When Ohio announced the closure of schools for the rest of the academic year to help fight the spread of the coronavirus, Andrea Beeman’s thoughts, like most educators, went to her students. A special education paraprofessional in Maple Heights, a suburb of Cleveland, she works with students who have severe developmental disabilities.
“It’s critical that our students stay home during this crisis, but I worry about my students retaining all of the skills and knowledge that the special education teams have worked so hard to help them develop,” Beeman says. “We’ll continue to support them as best we can by distributing more learning packets, urging parents to read to their students, and finding other ways to continue instruction.”
Education support professionals (ESP) are finding many ways to support students nationwide during the school closures – like the paraeducators who put together instructional packets, food service workers who prepare and bag much-needed meals, and the bus drivers who deliver food as well as books and other learning materials. Or the secretaries answering a myriad of parent questions, the technical services staff working to maintain external and internal communications and support the massive move to online learning environments, and the custodians who clean distribution sites and make sure buildings are safe, sanitary and the cleanest they can be when students return, whether its later this spring or next academic year.
“ESP members are the glue that holds our schools and communities together,” says Beeman. “Never in the 21st Century have we ever experienced anything like the COVID-19 pandemic. I want our nation to remember that education support professionals worked tirelessly when our students needed us the most.”
NEA President Lily Eskelsen García agrees, saying that even in the worst of times, there is “always some light; something to celebrate; heroes who shine through.”
As COVID-19 transforms public education, it’s clear that education support professionals are among those heroes, providing support services and advocating for public schools at a time when the whole world is reminded just how important our schools are to every community.
One of those heroes, says Eskelsen García, is Andrea Beeman, the 2020 NEA ESP of the Year.
Each year, one ESP receives the NEA ESP of the Year Award in recognition of their outstanding contribution to their schools, communities, and profession. Usually announced at the NEA’s ESP Conference at a banquet attended by nearly 1,000 ESPs from around the country, this year’s announcement was made by Eskelsen García in a tele-townhall on March 25th.
COVID-19 changed the venue, but not the significance of the announcement or Beeman’s message to her ESP colleagues.
“We must continue to take care of ourselves and each other,” she says. “I know the commitment it takes to go to our school buildings and do your jobs with the threat of this virus looming, but we are courageous and we know we are critical in helping the students and families we serve get through this crisis.
As NEA’s ESP of the Year, Beeman wants to make sure that all educators stay safe and healthy and are educated about COVID-19 and the Centers for Disease Control and Prevention’s (CDC) guidelines. She wants to make sure ESPs can turn to NEA and its network of state and local affiliates as a resource to help navigate complex issues in the days, weeks and months ahead.
Another top priority is ESP advocacy.
“Our members need to be at the table advocating for ESPs when school districts implement action and safety plans as well as financial decisions for hourly workers,” she says. “We know our jobs better than anyone else, and our voices have to be in the room. Local association leaders have to stay in constant contact with the school administration because communication is the key, and the changes that are made to our daily routines and lives are moving at a rapid pace.”

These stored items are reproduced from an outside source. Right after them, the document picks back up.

PR #360, opened 2026-05-23
SKETCH-2375: Migrate to RDKit native attachment point handling

cdvonbargen:
- Linked Case: SKETCH-2375

### RDKit APIs used

- `MolOps::expandAttachmentPoints()` replaces `molattachpt_property_to_attachment_point_dummies()`.
- `MolOps::collapseAttachmentPoints()` replaces `attachment_point_dummies_to_molattachpt_property()`.
- `MolOps::details::addExplicitAttachmentPoint()` replaces `make_new_attachment_point()`.

### Functions kept for Sketcher behavior

- `is_attachment_point_dummy()` cannot use RDKit's `isAttachmentPoint()` because RDKit tests whether an AP can be collapsed and therefore rejects wedged APs. Sketcher must still recognize those as attachment points and support legacy `_AP<n>` labels.
- `compute2DCoords()` additionally handles HELM structures, frozen atoms, ring templates, and removal of stale molfile wedging.
- `wedgeMolBonds()` prevents RDKit from choosing attachment-point bonds for wedging by temporarily making those bonds ineligible.
- The Sketcher R-group helpers for AP numbering, renumbering, bond/atom lookup, and counting implement Sketcher's global `_AP<n>` UI numbering. RDKit's `_fromAttachPoint` values only describe the first or second attachment on an individual parent atom.
- MDL export clears the bond direction on attachment-point bonds before collapsing, since RDKit won't collapse a wedged AP and the uncollapsed dummy would otherwise be written as a bare `*` that reads back as an ordinary dummy atom.

### Testing Done

Added new tests; all existing tests pass

### DIFF
--- a/src/schrodinger/rdkit_extensions/rgroup.cpp
+++ b/src/schrodinger/rdkit_extensions/rgroup.cpp
@@ -11,7 +11,6 @@
 #include <stdexcept>
 
 #include <rdkit/GraphMol/Atom.h>
-#include <rdkit/GraphMol/MolOps.h>
 #include <rdkit/GraphMol/QueryAtom.h>
 
 #include "schrodinger/rdkit_extensions/constants.h"
@@ -21,11 +20,6 @@ namespace schrodinger
 {
 namespace rdkit_extensions
 {
-
-bool is_attachment_point_dummy(const RDKit::Atom& atom)
-{
-    return RDKit::MolOps::details::isAttachmentPoint(&atom);
-}
 
 [[nodiscard]] std::shared_ptr<RDKit::Atom>
 make_new_r_group(const unsigned int r_group_num)
--- a/src/schrodinger/rdkit_extensions/rgroup.cpp
+++ b/src/schrodinger/rdkit_extensions/rgroup.cpp
@@ -23,9 +23,16 @@ namespace rdkit_extensions
 
 bool is_attachment_point_dummy(const RDKit::Atom& atom)
 {
+    if (atom.getAtomicNum() != 0 || atom.getTotalDegree() != 1) {
+        return false;
+    }
+    int from_ap{0};
+    if (atom.getPropIfPresent(RDKit::common_properties::_fromAttachPoint,
+                              from_ap)) {
+        return from_ap == 1 || from_ap == 2;
+    }
     std::string label;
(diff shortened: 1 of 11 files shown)


src/schrodinger/rdkit_extensions/rgroup.cpp
```diff
@@ -21,12 +21,18 @@ namespace schrodinger
...
+    if (atom.hasProp(RDKit::common_properties::_fromAttachPoint)) {
+        return true;
+    }
+
     std::string label;
-    return atom.getAtomicNum() == 0 && atom.getTotalDegree() == 1 &&
-           atom.getPropIfPresent(RDKit::common_properties::atomLabel, label) &&
-           label.find(ATTACHMENT_POINT_LABEL_PREFIX) == 0;
+    return atom.getPropIfPresent(RDKit::common_properties::atomLabel, label) &&
+           label.starts_with(ATTACHMENT_POINT_LABEL_PREFIX);
```
ethan-schrodinger, line 35: Under what conditions would we see the attachment point prefix on the atom label, but we wouldn't see the `_fromAttachPoint` property?

ethan-schrodinger (commented):
No "testing done" section. I assume this was tested?

src/schrodinger/rdkit_extensions/rgroup.cpp
cdvonbargen: _fromAttachPoint is only set by RDKit when reading SD files or using the  (relatively new) addExplicitAttachmentPoint/expandAttachmentPoints functions directly; so things like CXSMILES wouldn't have it.

ethan-schrodinger: Understood, thanks. Is this well known, or would we benefit from adding a comment here to this effect?

ethan-schrodinger (approved):

rachelnwalker (approved):
>is_attachment_point_dummy() cannot use RDKit's isAttachmentPoint() because RDKit tests whether an AP can be collapsed and therefore rejects wedged APs

doesn't that mean that exporting to SDF will have different behavior dependent on whether you have a wedged bond? Normally you'll get ATTCHPT=1 on the parent, but if the bond is wedged you'd just get a dummy atom? I'm not sure what sort of issues this would cause - if our internal tests pass though, I'm good with merging this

Advocacy begins locally but also needs to be done at a state and national level, Beeman says.
“This pandemic is the start of our new normal and we need to be informed and active in decision making,” she says. “My priority as ESP of the Year is to organize and advocate for members because elections matter to every facet of our lives. This crisis is a clear window into how elected federal and state leaders respond to crisis and who truly has the backs of American families and the children of this nation.”